PMA-qPCR has been used to monitor the effect of different disinfection methods such as hypochlorite, benzalkonium, heat (Nocker et al. 2007), antibiotic exposure (Pribylova et al. 2012) and ammonia or hydrogen peroxide treatment (Liang and Keeley 2012). For detection of live cells or evaluation of sterilization rate to E. coli O157:H7, PMA-qPCR was proved to be a good method. A study shows that conditions leading to E. coli O157:H7 persistence are not likely to arise when good refrigeration and hygiene practices are applied and highlights the usefulness of EMA or PMA-qPCR as a complement to CFU determination in studying bacterial survival after cleaning and disinfection (Marouani-Gadri et al. 2010). Elizaquível et al. (2012) applied the PMA-qPCR to evaluate the ultrasonic inactivation of Escherichia coli O157:H7 in fresh-cut vegetable wash water PMA-qPCR, and the results indicate that the PMA-qPCR method is a suitable technique for evaluating ultrasonic disinfection of vegetable wash water, being able to distinguish between live and dead bacteria. Thus, PMA-qPCR has shown promise as a rapid and reproducible method for assessing cell viability and therefore is a valuable alternative method to plate counts.
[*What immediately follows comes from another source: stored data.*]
PR #93, opened 2019-06-18
APIClient library

zzzeid:

Adds a communications client library that manages API requests and responses, as well as abstracts jobs, job results, and job circuits into resource objects.


strawberryfields/api_client.py
```diff
@@ -0,0 +1,101 @@
+from urllib.parse import urljoin
```
josh146: Don't forget to add the copyright notice to the top of this file :slightly_smiling_face:

strawberryfields/api_client.py
```diff
@@ -0,0 +1,101 @@
...
+import requests
+
+
+class APIClient:
```
josh146: Even though this is a scaffolding PR, docstrings should be included in the classes/methods/functions. Even if it's still vague, it would be useful for the engine to know the general use-case of each class/method/function. The details of the docstring can then be filled in on subsequent PRs.

strawberryfields/api_client.py
```diff
@@ -0,0 +1,101 @@
...
+            self.HEADERS.update(kwargs['headers'])
+
+        if 'base_url' in kwargs:
+            base_url = kwargs['base_url']
+            if base_url in self.ALLOWED_BASE_URLS:
+                self.BASE_URL = base_url
+            else:
+                raise ValueError('base_url parameter not in allowed list')
+        else:
+            self.BASE_URL = self.DEFAULT_BASE_URL
```
josh146: here, you could use
```python
self.BASE_URL = kwargs.get('base_url', self.DEFAULT_BASE_URL)

if self.base_url not in self.ALLOWED_BASE_URLS:
    raise ValueError('base_url parameter not in allowed list')
```

to avoid the outer if statement. But I guess we'll be moving the base URL to the configuration file, so this is not too important to change now.

strawberryfields/api_client.py
```diff
@@ -0,0 +1,101 @@
...
+    def get(self, path):
+        return requests.get(
+            url=self.join_path(path), headers=self.headers)
+
+    def post(self, path, payload):
+        return requests.post(
+            url=self.join_path(path), headers=self.headers, data=payload)
+
+
+class Job:
```
josh146: here it would be helpful to have docstrings as well

strawberryfields/api_client.py
```diff
@@ -0,0 +1,101 @@
...
+        if client is None:
+            client = APIClient()
+
+        self.client = client
+
+        if id is not None:
+            self.get(id)
+
+    def join_path(self, path):
+        return urljoin(self.RESOURCE_PATH, path)
```
josh146: Since this is duplicated between both classes, does it make more sense to just have this as a utility function?

tests/api_client/test_api_client.py
```diff
@@ -0,0 +1,80 @@
...
+        assert True
+
+    def test_update_job(self):
+        assert True
+
+    def test_create(self):
+        assert True
+
+    def test_join_path(self):
+        assert True
```
josh146: More of a question than anything, but does it make more sense here to not have tests, rather than `assert True`? This way the (lack of) coverage is a reminder that the tests will need to be filled in

strawberryfields/api_client.py
zzzeid: Yep will add to all the files.

strawberryfields/api_client.py
zzzeid: Noted.

tests/api_client/test_api_client.py
zzzeid: These are just place holders (could in theory contain `pass` rather than `assert True`) - I guess I use that to help me visualize the minimum number of tests I will likely have to write, but checking coverage also makes sense in lieu of placeholders. I wanted to push a commit right away after our discussion, but I will clean this up.

strawberryfields/api_client.py
zzzeid: Makes sense, I originally used `kwargs.get` but switched to this as part of a code change and didn't refactor after changing the logic.

strawberryfields/api_client.py
zzzeid: It is not duplicated exactly, as each method joins a different base string, but I will think of how to refactor this.,

zzzeid: I did a small refactor here to simplify it a little further.

strawberryfields/api_client.py
```diff
@@ -0,0 +1,459 @@
...
+        Handles a successful response by refreshing the instance fields.
+        """
+        self.refresh_data(response.json())
+
+    def handle_error_response(self, response):
+        """
+        Handles an error response that is returned by the server.
+        """
+
+        if response.status_code == 400:
```
zzzeid: Oops, forgot to add the user warning here: will add.

strawberryfields/api_client.py
```diff
@@ -0,0 +1,544 @@
...
+
+.. currentmodule:: strawberryfields.api_client
+
+
+This module provides a thin client that communicates with the compute-service API over the HTTP
+protocol, based on the requests module. It also provides helper classes to facilitate interacting
+with this API via the Resource subclasses, as well as the ResourceManager wrapper around APIClient
+that is available for each resource.
+
+A single APIClient instance can be used throughout one's session in the application.
```
jswinarton: Based on my understanding it looks like a default client is created in the `ResourceManager`, and then the user can configure the client using environment variables or a file. If they want more custom functionality they can create their own `APIClient` instance and pass it down to each resource. Is this the idea? It might be good to have some examples of how the user is intended to configure this in the module docs.

tests/api_client/test_api_client.py
```diff
@@ -0,0 +1,309 @@
...
+from strawberryfields import api_client
+from strawberryfields.api_client import (
+    requests,
+    Job,
+    ResourceManager,
+    ObjectAlreadyCreatedException,
+    MethodNotSupportedException,
+)
+
+from unittest.mock import MagicMock
```
jswinarton: Aren't `MagicMock` and `monkeypatch` two tools for doing the same thing? How come we're using both?

josh146: Actually had that question as well

zzzeid: monkeypatch allows you to patch an attribute on an object (including one that you imported, for example.) MagicMock is itself a mock object that you can patch however way you want. I'm using Pytest's monkeypatch here because it's easy to use to patch one or a few attributes of an object, whereas MagicMock is used as mock objects (rather than creating mock objects from scratch). Thoughts?

strawberryfields/api_client.py
zzzeid: I will add more information about this in the docs. In theory, this library is leaving it to the user to decide how they want to initialize the client, for whatever reasons they may have. There are safe fallback defaults if the user chooses not to do anything.

strawberryfields/api_client.py
```diff
@@ -0,0 +1,475 @@
...
+
+    pass
+
+
+class APIClient:
+    """
+    An object that allows the user to connect to the compute-service API.
+    """
+
+    ALLOWED_HOSTNAMES = ["localhost"]
```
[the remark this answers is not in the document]
zzzeid: Yes -- here will go the actual list of allowed hostnames, which currently does not exist I think.

strawberryfields/api_client.py
```diff
@@ -0,0 +1,475 @@
...
+
+    def get(self, path):
+        """
+        Sends a GET request to the provided path. Returns a response object.
+        """
+        try:
+            response = requests.get(url=self.join_path(path), headers=self.HEADERS)
+        except requests.exceptions.ConnectionError as e:
+            response = None
+            warnings.warn(f"Could not connect to server ({e})")
```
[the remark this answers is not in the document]
zzzeid: Since this isn't a core failure of the library (and rather, potentially a temporary error), I figured it might make sense to only show a warning and not a full blown exception. In theory I could do nothing here and let the exception surface. I have a Trello card for improving messaging and error handling altogether, in which I will include a better implementation of this, as well as all other client-server errors.

zzzeid:
> Looks good overall, a few comments. Also, will the `TODO`s be resolved before merge?

@jswinarton @josh146 The ones that do not get resolved will have Trello cards to be implemented in the future. Some of them will be resolved with the configuration PR. Do we generally prefer to not keep TODOs in the code base?

josh146:
In the case of SF and PennyLane, todos are generally encouraged in order to stop the scope of PRs becoming too large. They should be converted into trello and/or github issues where appropriate though

tests/api_client/test_api_client.py
josh146: Makes sense!

strawberryfields/api_client.py
```diff
@@ -0,0 +1,546 @@
...
+
+    def __init__(self, resource, client=None):
+        """
+        Initialize the manager with resource and client instances. A client
+        instance is used as a persistent HTTP communications object, and a
+        resource instance corresponds to a particular type of resource (e.g.
+        Job)
+        """
+        setattr(self, "resource", resource)
+        setattr(self, "client", client or APIClient())
```
josh146: How come you're using `setattr` here, as opposed to the following?
```python
self.resource = resource
```

zzzeid: I think this is a remnant of having had keys in a tuple earlier. There is no reason to keep them like this at this point and I prefer just straight assignment. I will include this change in a clean up commit.

strawberryfields/api_client.py
```diff
@@ -0,0 +1,546 @@
...
+        with all API requests.
+
+        Args:
+            authentication_token (str): An authentication token used to access the API.
+        """
+        self.headers["Authorization"] = authentication_token
+
+    def join_path(self, path):
+        """
+        Joins a base url with an additional path (e.g. a resource name and ID)
```
co9olguy:
```suggestion
        Joins a base url with an additional path (e.g., a resource name and ID)
```

strawberryfields/api_client.py
```diff
@@ -0,0 +1,546 @@
...
+    This class handles all interactions with APIClient by the resource.
+    """
+
+    http_status_code = None
+
+    def __init__(self, resource, client=None):
+        """
+        Initialize the manager with resource and client instances. A client
+        instance is used as a persistent HTTP communications object, and a
+        resource instance corresponds to a particular type of resource (e.g.
```
co9olguy:
```suggestion
        resource instance corresponds to a particular type of resource (e.g.,
```

strawberryfields/api_client.py
```diff
@@ -0,0 +1,546 @@
...
+        Job)
+        """
+        setattr(self, "resource", resource)
+        setattr(self, "client", client or APIClient())
+
+    def join_path(self, path):
+        """
+        Joins a resource base path with an additional path (e.g. an ID)
```
co9olguy:
```suggestion
        Joins a resource base path with an additional path (e.g., an ID)
```

strawberryfields/api_client.py
```diff
@@ -0,0 +1,546 @@
...
+        return join_path(self.resource.PATH, path)
+
+    def get(self, job_id):
+        """
+        Attempts to retrieve a particular record by sending a GET
+        request to the appropriate endpoint. If successful, the resource
+        object is populated with the data in the response.
+
+        Args:
+            job_id (int): The ID of an object to be retrieved.
```
co9olguy: Does it make sense to have the name be somtething more general than `job_id`? elsewhere in the docstrings, you are more generic ("object", "record", etc.)

strawberryfields/api_client.py
```diff
@@ -0,0 +1,546 @@
...
+                "The server did not accept the request due to an authentication error "
+                "({}: {}).".format(response.status_code, response.text),
+                UserWarning,
+            )
+        elif response.status_code in (500, 503, 504):
+            warnings.warn(
+                "The client encountered an unexpected temporary server error "
+                "({}: {}).".format(response.status_code, response.text),
+                UserWarning,
+            )
```
co9olguy: what about other errors, e.g., 404?

strawberryfields/api_client.py
```diff
@@ -0,0 +1,546 @@
...
+    resource endpoint.
+    """
+
+    SUPPORTED_METHODS = ()
+    PATH = ""
+    fields = ()
+
+    def __init__(self, client=None):
+        """
+        Initialize the Resource by populating attributes based on fields and settings a manager.
```
co9olguy:
```suggestion
        Initialize the Resource by populating attributes based on fields and setting a manager.
```

strawberryfields/api_client.py
```diff
@@ -0,0 +1,546 @@
...
+
+        Args:
+            client (APIClient): An APIClient instance to use as a client.
+        """
+        self.manager = ResourceManager(self, client=client)
+        for field in self.fields:
+            setattr(self, field.name, field)
```
co9olguy: I suppose `setattr` is needed here, unlike above

strawberryfields/api_client.py
```diff
@@ -0,0 +1,546 @@
...
+    """
+
+    value = None
+
+    def __init__(self, name, clean=str):
+        """
+        Initialize the Field object with a name and a cleaning function.
+
+        Args:
+            name (str): A string representing the name of the field (e.g. "created_at").
```
co9olguy:
```suggestion
            name (str): A string representing the name of the field (e.g., "created_at").
```

strawberryfields/api_client.py
```diff
@@ -0,0 +1,546 @@
...
+        """
+        Return the string representation of the value.
+        """
+        return str(self.value)
+
+    def __bool__(self):
+        """
+        Use the value to determine boolean state.
+        """
+        return self.value is not None
```
co9olguy: I guess this is determining if there is a non-`None` state. 
So you could have a Field F whose value is `False`, but `__bool__` would still return `True`, correct?

strawberryfields/api_client.py
```diff
@@ -0,0 +1,546 @@
...
+    def __init__(self, job_id, client=None):
+        """
+        Initialize the JobResult resource with a pre-defined field.
+
+        Args:
+            job_id (int): The ID of the Job object corresponding to the JobResult object.
+        """
+        self.fields = (Field("result", json.loads),)
+
+        self.PATH = self.PATH.format(job_id=job_id)
```
co9olguy: nice!

tests/api_client/test_api_client.py
```diff
@@ -0,0 +1,309 @@
...
+
+class MockGETResponse(MockResponse):
+    possible_responses = {
+        200: SAMPLE_JOB_RESPONSE,
+        401: {
+            "code": "unauthenticated",
+            "detail": "Requires authentication"
+        },
+        404: {
+            "code": "",
```
co9olguy: why blank entries here?

tests/api_client/test_api_client.py
```diff
@@ -0,0 +1,309 @@
...
+        assert client.BASE_URL == 'http://localhost'
+        assert client.HEADERS == {}
+
+    def test_init_custom_token_client(self):
+        test_token = 'TEST'
+        client = api_client.APIClient(authentication_token=test_token)
+        assert client.AUTHENTICATION_TOKEN == test_token
+
+    def test_load_configuration(self, client):
+        with pytest.raises(NotImplementedError):
```
co9olguy: nice 👍

tests/api_client/test_api_client.py
```diff
@@ -0,0 +1,309 @@
...
+
+        mock_resource.SUPPORTED_METHODS = ('GET',)
+
+        manager = ResourceManager(mock_resource, mock_client)
+        monkeypatch.setattr(manager, "handle_response", MagicMock())
+
+        manager.get(1)
+
+        # TODO test that this is called with correct path
+        mock_client.get.assert_called_once()
```
co9olguy: You use this pattern a lot in the tests, but I'm not too familiar with it. Could you explain what the tests are checking with `assert_called_once()` and `assert_called_once_with`. 🤔

strawberryfields/api_client.py
zzzeid: Makes perfect sense, I forgot to rename this when I moved things to ResourceManager.

strawberryfields/api_client.py
zzzeid: I am adding 404 error handling, as well as a catchall. This section of the code will be refactored in the future as well for better error handling, it's not really doing anything right now.

strawberryfields/api_client.py
zzzeid: Yes that is correct. I probably should use a dirty flag here, or refactor the code to have a `Field.is_set` boolean value.

tests/api_client/test_api_client.py
zzzeid: Forgot to put data in here, will update.

tests/api_client/test_api_client.py
zzzeid: I should be using `assert_called_once_with` here as well, but this test is simplified for now. In this and other tests, I'm ensuring that a method is called, but I don't necessarily need that method to be called or test any further than that, as other tests would cover the rest. In this case, `get` calls `client.get` and `manager.handle_response`, and all I need to ensure is that they are being called with the correct parameters. Thoughts?

co9olguy: makes sense. I suppose richer functionality will be tested in future tests

requirements.txt
```diff
@@ -4,3 +4,4 @@ scipy>=1.0.0
 tensorflow==1.3
 tensorflow-tensorboard>=0.1.8
 quantum-blackbird
+python-dateutil==2.8.0
```
josh146: Don't forget to add this to `setup.py` as well! (without the version number pinning)

tests/api_client/test_api_client.py
```diff
@@ -0,0 +1,309 @@
...
+    def json(self):
+        return self.possible_responses[self.status_code]
+
+    def raise_for_status(self):
+        raise requests.exceptions.HTTPError()
+
+
+@pytest.mark.api_client
+class TestAPIClient:
+    def test_init_default_client(self):
```
josh146: Before merging, make sure to add a short 1-2 line docstring to each test function, just describing (1) what is being tested, and (2) the expected result. This shows up in pytest tracebacks so is useful for debugging.

tests/api_client/test_api_client.py
```diff
@@ -0,0 +1,309 @@
...
+            client.load_configuration_from_file()
+
+    def test_authenticate(self, client):
+        with pytest.raises(NotImplementedError):
+            username = 'TEST_USER'
+            password = 'TEST_PASSWORD'
+            client.authenticate(username, password)
+
+    def test_join_path(self, client):
+        assert client.join_path('jobs') == f'{client.BASE_URL}/jobs'
```
josh146: Don't forget to remove all f-strings for now (we can evaluate later whether to shift the minimum supported Python version to 3.6)

zzzeid: Done.

tests/api_client/test_api_client.py
zzzeid: Done.

requirements.txt
zzzeid: Done. I used "greater than or equal to" for the version spec.

zzzeid:
Proposed changes for usability -- I think the below makes a little more sense than the current implementation of the library API, based on having used this in the python shell and noticed some clunkyness:

(1) **ResourceManagers** should be attributes of the client, not the Resource. For example:
```
client = APIClient()
client.jobs  # This is a ResourceManager object for Job
job = client.jobs.get(id=123)  # get here returns a Job instance populated with Job with ID #123
job.reload()  # This reloads the job

job = client.jobs.create(circuit="...")  # create here also returns a Job instance.
```

(2) **ResourceManager** should keep track of requests and responses for debug purposes, and include a reference to the request and response objects. This could be enabled/disabled with a debug flag.

(3) **Field** attributes on a Resource should map to Field.value, instead of the Field instance. For example:
```
...
job = client.jobs.get(id=123)
job.status  # Should return job.fields['status'].value, currently returns job.fields['status']
```

(4) **Resource** should have a "writable_fields" attribute that specifies which fields can be included/passed in the POST request.

Thoughts? @josh146 @jswinarton @co9olguy

default_config.toml
```diff
@@ -5,7 +5,7 @@
 [api]
 # Options for the Strawberry Fields Cloud API
 # Fill in your authentication
-authentatication_token = None # example token form: 071cdcce-9241-4965-93af-4a4dbc739135
+authentication_token = None # example token form: 071cdcce-9241-4965-93af-4a4dbc739135
```
josh146: Thanks for catching this!

strawberryfields/_dev/configuration.py
```diff
@@ -54,14 +54,21 @@
...
 
-todo
+SF_API_USE_SSL:
+    Whether to use SSL or not when connecting to the API. True or False.
+SF_API_HOSTNAME:
+    The hostname of the server to connect to. Defaults to localhost. Must be one of the allowed
+    hosts.
+SF_API_AUTHENTICATION_TOKEN:
+    The authentication token to use when connecting to the API. Will be sent with every request in
+    the header.
```
josh146: Perhaps it's worth modifying this to specify the configuration file subsection (`[api]`) and lower case config keys (`use_ssl`, `hostname`, `authentication_token`), as well as the environment variables.

strawberryfields/api_client.py
```diff
@@ -0,0 +1,584 @@
...
+            Zgate(sqrt(2)*q1) | 2
+            MeasureHeterodyne() | 2
+        '''
+        job.manager.create(circuit=circuit)
+
+        job.id  # Returns the job ID that was generated by the server
+        job.reload()  # Fetches the latest job data from the server
+        job.status  # Prints the status of this job
+        job.result  # Returns a JobResult object
+        job.circuit  # Returns a JobCircuit object
```
josh146: API looks awesome!

strawberryfields/api_client.py
```diff
@@ -0,0 +1,584 @@
...
+
+.. currentmodule:: strawberryfields.api_client
+
+
+This module provides a thin client that communicates with the Xanadu Platform API over the HTTP
+protocol, based on the requests module. It also provides helper classes to facilitate interacting
+with this API via the Resource subclasses, as well as the ResourceManager wrapper around APIClient
+that is available for each resource.
+
+A single APIClient instance can be used throughout one's session in the application. The application
```
josh146:
```suggestion
A single :class:`~.APIClient` instance can be used throughout one's session in the application. The application
```

strawberryfields/api_client.py
```diff
@@ -0,0 +1,584 @@
...
+will attempt to configure the APIClient instance using a configuration file or defaults, but the
```
josh146:
```suggestion
will attempt to configure the :class:`~.APIClient` instance using a configuration file or defaults, but the
```

strawberryfields/api_client.py
```diff
@@ -0,0 +1,584 @@
...
+user can choose to override various parameters of the APIClient manually.
```
josh146:
```suggestion
user can choose to override various parameters of the :class:`~.APIClient` manually.
```

strawberryfields/api_client.py
```diff
@@ -0,0 +1,584 @@
...
+    ALLOWED_HOSTNAMES = ["localhost", "localhost:8080", "platform.strawberryfields.ai"]
+
+    DEFAULT_HOSTNAME = "localhost"
+
+    ENV_KEY_PREFIX = "SF_API_"
+    ENV_AUTHENTICATION_TOKEN_KEY = "{}AUTHENTICATION_TOKEN".format(ENV_KEY_PREFIX)
+    ENV_API_HOSTNAME_KEY = "{}API_HOSTNAME".format(ENV_KEY_PREFIX)
+    ENV_USE_SSL_KEY = "{}USE_SSL".format(ENV_KEY_PREFIX)
+
+    DEFAULT_CONFIG = {"use_ssl": True, "hostname": DEFAULT_HOSTNAME, "authentication_token": None}
```
josh146: Now that the `ENV_KEY_PREFIX` is defined in the `Configuration` class, and the default config defined in `configuration.DEFAULT_CONFIG`, I'm wondering if it makes sense to simply let the `Configuration()` class properly determine the defaults to avoid code duplication.

strawberryfields/api_client.py
```diff
@@ -0,0 +1,584 @@
...
+
+    def __init__(self, **kwargs):
+        """
+        Initialize the API client with various parameters.
+        """
+        # TODO: Load username, password, or authentication token from
+        # configuration file
```
josh146: Can remove this now

strawberryfields/api_client.py
```diff
@@ -0,0 +1,584 @@
...
+        """
+        return configuration.Configuration().api
+
+    def authenticate(self, username, password):
+        """
+        Retrieve an authentication token from the server via username
+        and password authentication and calls set_authorization_header.
+
+        Args:
+            username (str): A user name.
```
josh146:
```suggestion
            username (str): a user name
```

strawberryfields/api_client.py
```diff
@@ -0,0 +1,584 @@
...
+            password (str): A password.
```
josh146:
```suggestion
            password (str): password
```

josh146: Although these arg docstrings might be a bit redundant for now 🤔

strawberryfields/api_client.py
```diff
@@ -0,0 +1,584 @@
...
+        """
+        raise NotImplementedError()
+
+    def set_authorization_header(self, authentication_token):
+        """
+        Adds the authorization header to the headers dictionary to be included
+        with all API requests.
+
+        Args:
+            authentication_token (str): An authentication token used to access the API.
```
josh146:
```suggestion
            authentication_token (str): an authentication token used to access the API
```

strawberryfields/api_client.py
```diff
@@ -0,0 +1,584 @@
...
+        """
+        self.HEADERS["Authorization"] = authentication_token
+
+    def join_path(self, path):
+        """
+        Joins a base url with an additional path (e.g., a resource name and ID)
```
josh146:
```suggestion
        Joins a base url with an additional path (e.g., a resource name and ID).
```

strawberryfields/api_client.py
```diff
@@ -0,0 +1,584 @@
...
+
+        Args:
+            path (str): A path to be joined with BASE_URL.
```
josh146:
```suggestion
            path (str): A path to be joined with ``BASE_URL``
```

strawberryfields/api_client.py
```diff
@@ -0,0 +1,584 @@
...
+
+        Returns:
+            str: A joined path.
```
josh146:
```suggestion
            str: resulting joined path
```

strawberryfields/api_client.py
```diff
@@ -0,0 +1,584 @@
...
+        """
+        return join_path(self.BASE_URL, path)
+
+    def get(self, path):
+        """
+        Sends a GET request to the provided path. Returns a response object.
+
+        Args:
+            path (str): A path to send the GET request to.
```
josh146:
```suggestion
            path (str): path to send the GET request to
```

strawberryfields/api_client.py
```diff
@@ -0,0 +1,584 @@
...
+
+        Returns:
+            requests.Response: A response object, or None if no response could be fetched from the
+            server.
+        """
+        try:
+            response = requests.get(url=self.join_path(path), headers=self.HEADERS)
+        except requests.exceptions.ConnectionError as e:
+            response = None
+            warnings.warn("Could not connect to server ({})".format(e))
```
josh146: Rather than a warning, should this be a `ConnectionError`?

strawberryfields/api_client.py
```diff
@@ -0,0 +1,584 @@
...
+        return response
+
+    def post(self, path, payload):
+        """
+        Converts payload to a JSON string. Sends a POST request to the provided
+        path. Returns a response object.
+
+        Args:
+            path (str): A path to send the GET request to.
```
josh146:
```suggestion
            path (str): path to send the GET request to
```

strawberryfields/api_client.py
```diff
@@ -0,0 +1,584 @@
...
+            payload: A JSON serializable object to be sent to the server.
```
josh146:
```suggestion
            payload: JSON serializable object to be sent to the server
```

strawberryfields/api_client.py
```diff
@@ -0,0 +1,584 @@
...
+        return join_path(self.resource.PATH, path)
+
+    def get(self, resource_id=None):
+        """
+        Attempts to retrieve a particular record by sending a GET
+        request to the appropriate endpoint. If successful, the resource
+        object is populated with the data in the response.
+
+        Args:
+            resource_id (int): The ID of an object to be retrieved.
```
josh146:
```suggestion
            resource_id (int): the ID of an object to be retrieved
```

strawberryfields/api_client.py
```diff
@@ -0,0 +1,584 @@
...
+            response = self.client.get(self.resource.PATH)
+        self.handle_response(response)
+
+    def create(self, **params):
+        """
+        Attempts to create a new instance of a resource by sending a POST
+        request to the appropriate endpoint.
+
+        Args:
+            **params: Arbitrary parameters to be passed on to the POST request.
```
josh146:
```suggestion
            **params: arbitrary parameters to be passed on to the POST request
```

strawberryfields/api_client.py
```diff
@@ -0,0 +1,584 @@
...
+
+        self.handle_response(response)
+
+    def handle_response(self, response):
+        """
+        Store the status code on the manager object and handle the response
+        based on the status code.
+
+        Args:
+            response (requests.Response): A response object to be parsed.
```
josh146:
```suggestion
            response (requests.Response): a response object to be parsed
```

strawberryfields/api_client.py
```diff
@@ -0,0 +1,584 @@
...
+        Placeholder method to handle an unsuccessful request (e.g. due to no network connection).
+        """
+        warnings.warn("Your request could not be completed")
+
+    def handle_success_response(self, response):
+        """
+        Handles a successful response by refreshing the instance fields.
+
+        Args:
+            response (requests.Response): A response object to be parsed.
```
josh146:
```suggestion
            response (requests.Response): a response object to be parsed
```

strawberryfields/api_client.py
```diff
@@ -0,0 +1,584 @@
...
+        """
+        self.refresh_data(response.json())
+
+    def handle_error_response(self, response):
+        """
+        Handles an error response that is returned by the server.
+
+        Args:
+            response (requests.Response): A response object to be parsed.
```
josh146:
```suggestion
            response (requests.Response): a response object to be parsed
```

strawberryfields/api_client.py
zzzeid: There's a slight fix to this doc that I will push shortly. There are also a few changes to the API that I'd like to make in a follow up PR to simplify the API a little.

strawberryfields/api_client.py
zzzeid: @josh146 this has come up before -- upon more thinking, I think it does make sense to leave this as an exception and let the user decide what to do with it. Will change. However, there is a separate ticket for better handling and messaging of errors.

strawberryfields/api_client.py
zzzeid: Makes perfect sense.

strawberryfields/_dev/configuration.py
zzzeid: @josh146 are you referring to something other than the above (lines 55-59)

strawberryfields/api_client.py
zzzeid: Done.

strawberryfields/api_client.py
zzzeid: Done

strawberryfields/_dev/configuration.py
josh146: Oh, I meant more so that there are two ways the user can specify the options. Either as environment variables (`SF_API_AUTHENTICATION_TOKEN`) or in the config file, where it looks slightly different (no `SF_` prefix, `API` is the config section, and everything is lowercase):

```toml
[api]
authentication_token = 450984390845fgdsljkfsdg98324
```

So I was wondering if there was a way of including both environment variable key and config key in the glossary, maybe like

```rest
``SF_API_AUTHENTICATION_TOKEN`` (env variable) or ``authentication_token`` (file):
```
^ this looks a bit unwieldy, there is probably a better way of writing this.

zzzeid: We could add a blurb explaining the conventions, e.g.:

```
...
The names of the environment variables are uppercased keys in the configuration file prefixed with
``SF_API_``. 

SF_API_USE_SSL:
    Whether to use SSL or not when connecting to the API. True or False.
...
```
Thoughts?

Ultrahigh pressure (UHP), ultrasound and high-pulsed electric field (PEF) are three sterilization methods that have little influence on nutritional components during the sterilization process. Due to this advantage, they are expected to be widely used in the food industry in the future. The aim of this study was to evaluate the applicability of PMA-qPCR method in monitoring the sterilization effect of three different methods. Our results will help to understand the mechanical process of these methods in killing potential pathogens.